Collected data entries:
********

PR #5935, opened 2026-04-21
Fix istio cert rotation bug for issue #4744

ppeble:
## Description

This is building off of the existing PR https://github.com/emissary-ingress/emissary/pull/5820, which attempts to address https://github.com/emissary-ingress/emissary/issues/4744. This was originally submitted by @jonathanelbailey. I will include his original post below:

> This PR fixes a known issue when Emissary is configured to connect to an Istio mTLS network. When Emissary's Istio sidecar initiates a cert rotation the istio-certs secret generates a cache entry, but does not generate a delta since the istio-certs cache entry does not map to an actual resource on the Kubernetes cluster. This can eventually resolve itself if a delta is generated that can initiate a change, but other times it results in an unrecoverable error that can cause traffic disruption without custom health checks.

I have included a commit that address the comments from the previous PR so that we can still credit the original author while addressing the questions.

## Related Issues

https://github.com/emissary-ingress/emissary/issues/4744

## Testing

I tested locally with k3d with both `main` and the `peble:fix-istio-cert-rotation-4744` branches:

* Reproduced the bug on a `main` image: emissary crashed with `TypeError: object of type 'NoneType' has no len()` at ir.py:158 on every empty-delta snapshot, never reaching configuration updated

********

What is being asked:
Keep every word the same and copy out all of the entries.

Result:
PR #5935, opened 2026-04-21
Fix istio cert rotation bug for issue #4744

ppeble:
## Description

This is building off of the existing PR https://github.com/emissary-ingress/emissary/pull/5820, which attempts to address https://github.com/emissary-ingress/emissary/issues/4744. This was originally submitted by @jonathanelbailey. I will include his original post below:

> This PR fixes a known issue when Emissary is configured to connect to an Istio mTLS network. When Emissary's Istio sidecar initiates a cert rotation the istio-certs secret generates a cache entry, but does not generate a delta since the istio-certs cache entry does not map to an actual resource on the Kubernetes cluster. This can eventually resolve itself if a delta is generated that can initiate a change, but other times it results in an unrecoverable error that can cause traffic disruption without custom health checks.

I have included a commit that address the comments from the previous PR so that we can still credit the original author while addressing the questions.

## Related Issues

https://github.com/emissary-ingress/emissary/issues/4744

## Testing

I tested locally with k3d with both `main` and the `peble:fix-istio-cert-rotation-4744` branches:

* Reproduced the bug on a `main` image: emissary crashed with `TypeError: object of type 'NoneType' has no len()` at ir.py:158 on every empty-delta snapshot, never reaching configuration updated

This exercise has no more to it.